Assignment
Please transcribe the data that follows, keeping every line exact.

--- --- ---

Issue #1588, opened 2020-11-21
get_cpu_flags broken on many CPU models


startrekdude:
Currently `get_cpu_flags` is implemented like:

```c
if (check_4thgen_intel_core_features()) {
    flags |= CPU_FLAGS_MMX | CPU_FLAGS_SSE | CPU_FLAGS_SSE2 | CPU_FLAGS_SSE3 | CPU_FLAGS_SSSE3 |
             CPU_FLAGS_SSE4_1 | CPU_FLAGS_SSE4_2 | CPU_FLAGS_AVX | CPU_FLAGS_AVX2;
}

if (can_use_intel_avx512()) {
    flags |= CPU_FLAGS_AVX512F | CPU_FLAGS_AVX512DQ | CPU_FLAGS_AVX512CD | CPU_FLAGS_AVX512BW |
              CPU_FLAGS_AVX512VL;
}

return flags;
```

This doesn't always give accurate results because it's possible (and not uncommon) for a CPU to have SSE2, etc, but not necessarily all the way up to AVX2. This causes a very significant performance reduction on certain CPUs.

silverbacknet:
check_4thgen_intel_core_features() *only* checks for full AVX2 support; if that's present then all lower flags are enabled. If not, no flags are enabled at all.

hassount:
Currently, all of our testing and validation resources are using AVX2 capable machines and such is currently stated in the readme file: https://github.com/AOMediaCodec/SVT-AV1#hardware 

That said, this item is open to contributions and we can try to help as much as possible in validating and reviewing the fixes.

startrekdude:
Fixed with #1600

PR #1596, opened 2020-11-23
Use cpu_features to get cpu instruction set extension information

startrekdude:
# Description

Fixes `get_cpu_flags` returning incorrect results for processors without AVX2 by replacing custom code with code based on [cpu_features](https://github.com/google/cpu_features). Correctly identifies supported instruction set extensions on every possible processor.

[cpu_features](https://github.com/google/cpu_features) is licensed under the (compatible) Apache license and also uses CMake as a build system.

# Issue

Addresses #1588 

# Author(s)

Sam Haskins
cpu_features by Google

# Performance impact

- [ ] quality
- [ ] memory
- [x] speed
- [ ] 8 bit
- [ ] 10 bit
- [ ] N/A

# Test set
- [ ] other
- [x] N/A

# Merge method


1480c1:
Can you either copy the PIC related stuff from `cpu_features`'s cmake to our main cmake and replace the `set(CMAKE_POSITION_INDEPENDENT_CODE ON)` line or alternativly set `set(CMAKE_POSITION_INDEPENDENT_CODE ON)
` inside `cpu_features`?

startrekdude:
I fixed the PIC issue and the cppcheck failure:
```
Checking /home/runner/work/SVT-AV1/SVT-AV1/Source/Lib/Common/Codec/common_dsp_rtcd.c: ARCH_X86_64=1;_FORTIFY_SOURCE=2...
Error: error: #error "Including cpuinfo_x86.h from a non-x86 target." (preprocessorErrorDirective)
```
is a false positive most likely due to cppcheck not #define-ing the architecture in quite the same way as a real compiler.

Not sure why it's failing every time it needs to go inside FFmpeg, if anyone could shine some light on that it would be very helpful.

Thanks @1480c1 for the -fPIC hint!

ePirat:
Are you sure this is fine, License wise? It seems the cpu_features is licensed as Apache-2.0 License so I am not sure you can just copy their code to SVT-AV1.

startrekdude:
That last commit fixed the rest of the build checks except for the cppcheck false positive I mentioned earlier and the ones that are failing for the other open pull requests too.

Regarding licensing: while I'm not an expert, I believe it should be possible to include cpu_features as a dependency as the [Apache 2.0 License](https://choosealicense.com/licenses/apache-2.0/) allows linking from other code, assuming attribution is given.

ePirat:
The issue is less what the Apache license allows but the fact that integrating this into SVT-AV1 will make part of it licensed under the Apache license, leading to issues like the incompatibility of the Apache 2.0 license with the GPL 2 (https://opensource.stackexchange.com/questions/5664/linking-from-lgpl-2-1-software-to-apache-2-0-library)

hassount:
@startrekdude thank you for the contribution. From previous legal discussions, the Apache 2.0 license does create a conflict license especially when linking libraries to ffmpeg, so we would not be able to use the Apache 2.0 licensed code. Would you be able to use the current functions to derive the information needed ?

startrekdude:
I can do it with the BSD-licensed [cpuinfo](https://github.com/pytorch/cpuinfo). Would that be acceptable?

hassount:
> I can do it with the BSD-licensed [cpuinfo](https://github.com/pytorch/cpuinfo). Would that be acceptable?

that should be ok, but let me get a legal advise just to make sure

hassount:
> > I can do it with the BSD-licensed [cpuinfo](https://github.com/pytorch/cpuinfo). Would that be acceptable?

--- --- ---

Reply to the task
Issue #1588, opened 2020-11-21
get_cpu_flags broken on many CPU models


startrekdude:
Currently `get_cpu_flags` is implemented like:

```c
if (check_4thgen_intel_core_features()) {
    flags |= CPU_FLAGS_MMX | CPU_FLAGS_SSE | CPU_FLAGS_SSE2 | CPU_FLAGS_SSE3 | CPU_FLAGS_SSSE3 |
             CPU_FLAGS_SSE4_1 | CPU_FLAGS_SSE4_2 | CPU_FLAGS_AVX | CPU_FLAGS_AVX2;
}

if (can_use_intel_avx512()) {
    flags |= CPU_FLAGS_AVX512F | CPU_FLAGS_AVX512DQ | CPU_FLAGS_AVX512CD | CPU_FLAGS_AVX512BW |
              CPU_FLAGS_AVX512VL;
}

return flags;
```

This doesn't always give accurate results because it's possible (and not uncommon) for a CPU to have SSE2, etc, but not necessarily all the way up to AVX2. This causes a very significant performance reduction on certain CPUs.

silverbacknet:
check_4thgen_intel_core_features() *only* checks for full AVX2 support; if that's present then all lower flags are enabled. If not, no flags are enabled at all.

hassount:
Currently, all of our testing and validation resources are using AVX2 capable machines and such is currently stated in the readme file: https://github.com/AOMediaCodec/SVT-AV1#hardware 

That said, this item is open to contributions and we can try to help as much as possible in validating and reviewing the fixes.

startrekdude:
Fixed with #1600

PR #1596, opened 2020-11-23
Use cpu_features to get cpu instruction set extension information

startrekdude:
# Description

Fixes `get_cpu_flags` returning incorrect results for processors without AVX2 by replacing custom code with code based on [cpu_features](https://github.com/google/cpu_features). Correctly identifies supported instruction set extensions on every possible processor.

[cpu_features](https://github.com/google/cpu_features) is licensed under the (compatible) Apache license and also uses CMake as a build system.

# Issue

Addresses #1588 

# Author(s)

Sam Haskins
cpu_features by Google

# Performance impact

- [ ] quality
- [ ] memory
- [x] speed
- [ ] 8 bit
- [ ] 10 bit
- [ ] N/A

# Test set
- [ ] other
- [x] N/A

# Merge method


1480c1:
Can you either copy the PIC related stuff from `cpu_features`'s cmake to our main cmake and replace the `set(CMAKE_POSITION_INDEPENDENT_CODE ON)` line or alternativly set `set(CMAKE_POSITION_INDEPENDENT_CODE ON)
` inside `cpu_features`?

startrekdude:
I fixed the PIC issue and the cppcheck failure:
```
Checking /home/runner/work/SVT-AV1/SVT-AV1/Source/Lib/Common/Codec/common_dsp_rtcd.c: ARCH_X86_64=1;_FORTIFY_SOURCE=2...
Error: error: #error "Including cpuinfo_x86.h from a non-x86 target." (preprocessorErrorDirective)
```
is a false positive most likely due to cppcheck not #define-ing the architecture in quite the same way as a real compiler.

Not sure why it's failing every time it needs to go inside FFmpeg, if anyone could shine some light on that it would be very helpful.

Thanks @1480c1 for the -fPIC hint!

ePirat:
Are you sure this is fine, License wise? It seems the cpu_features is licensed as Apache-2.0 License so I am not sure you can just copy their code to SVT-AV1.

startrekdude:
That last commit fixed the rest of the build checks except for the cppcheck false positive I mentioned earlier and the ones that are failing for the other open pull requests too.

Regarding licensing: while I'm not an expert, I believe it should be possible to include cpu_features as a dependency as the [Apache 2.0 License](https://choosealicense.com/licenses/apache-2.0/) allows linking from other code, assuming attribution is given.

ePirat:
The issue is less what the Apache license allows but the fact that integrating this into SVT-AV1 will make part of it licensed under the Apache license, leading to issues like the incompatibility of the Apache 2.0 license with the GPL 2 (https://opensource.stackexchange.com/questions/5664/linking-from-lgpl-2-1-software-to-apache-2-0-library)

hassount:
@startrekdude thank you for the contribution. From previous legal discussions, the Apache 2.0 license does create a conflict license especially when linking libraries to ffmpeg, so we would not be able to use the Apache 2.0 licensed code. Would you be able to use the current functions to derive the information needed ?

startrekdude:
I can do it with the BSD-licensed [cpuinfo](https://github.com/pytorch/cpuinfo). Would that be acceptable?

hassount:
> I can do it with the BSD-licensed [cpuinfo](https://github.com/pytorch/cpuinfo). Would that be acceptable?

that should be ok, but let me get a legal advise just to make sure

hassount:
> > I can do it with the BSD-licensed [cpuinfo](https://github.com/pytorch/cpuinfo). Would that be acceptable?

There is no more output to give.